◆ ASSIGNED TASK
Your reply should be made up of every line in the records below that holds the string "aboudreault".

◆ EXCERPTED DATA
PR #532, opened 2022-11-29
Fix/aws lambda error

GGabriele:
Ref: https://github.com/Kong/kong/commit/819d31634fa3b1af06db8a8ebd4c86214de7db8b

### DIFF
--- a/internal/server/kong/ws/config/compat/compatibility_table.go
+++ b/internal/server/kong/ws/config/compat/compatibility_table.go
@@ -570,6 +570,11 @@ var (
 				RemoveFields: []string{
 					"proxy_scheme",
 				},
+				DisableChangeTracking: func(rawJSON string) bool {
+					plugin := gjson.Parse(rawJSON)
+					// do not emit change if 'proxy_scheme' is not set
+					return config.ValueIsEmpty(plugin.Get("config.proxy_scheme"))
+				},
 			},
 		},
 		{
--- a/internal/server/kong/ws/config/compat/compatibility_table.go
+++ b/internal/server/kong/ws/config/compat/compatibility_table.go
@@ -980,6 +980,41 @@ var (
 				},
 			},
 		},
+		{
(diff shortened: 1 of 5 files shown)


internal/server/kong/ws/config/compat/compatibility_table.go
```diff
@@ -570,6 +570,11 @@ var (
 				RemoveFields: []string{
 					"proxy_scheme",
 				},
+				DisableChangeTracking: func(rawJSON string) bool {
+					plugin := gjson.Parse(rawJSON)
+					// do not emit change if 'proxy_scheme' is not set
+					return config.ValueIsEmpty(plugin.Get("config.proxy_scheme"))
```
aboudreault, line 576: :+1:

internal/test/e2e/plugins.go
```diff
@@ -72,12 +72,15 @@ var VersionCompatibilityOSSPluginConfigurationTests = []VersionCompatibilityPlug
...
+	//   - remove 'aws_assume_role_arn' and 'aws_role_session_name'
 	{
 		Name: "aws-lambda",
 		Config: `{
 			"aws_region": "AWS_REGION",
 			"host": "192.168.1.1",
-			"function_name": "FUNCTION_NAME"
+			"function_name": "FUNCTION_NAME",
+			"aws_assume_role_arn": "foo",
+			"aws_role_session_name": "kong"
```
aboudreault, line 83: in some PRs, we added also tests for a 3.0 config and make sure fields were passed (but I also see we don´t do it in all PRs) Should we follow this and add an aws plugin config with these fields in a `...After3.0` test?

GGabriele: Good call. Added it here https://github.com/Kong/koko/pull/532/commits/f51b41f1e15b0282e989831083274e16843b9267

aboudreault (approved):

PR #533, opened 2022-11-29
fix: correct format of Vaults' compatibility message

GGabriele:


internal/server/kong/ws/config/compat/compatibility_table.go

◆ SOLUTION BELOW
aboudreault, line 576: :+1:
aboudreault, line 83: in some PRs, we added also tests for a 3.0 config and make sure fields were passed (but I also see we don´t do it in all PRs) Should we follow this and add an aws plugin config with these fields in a `...After3.0` test?
aboudreault (approved):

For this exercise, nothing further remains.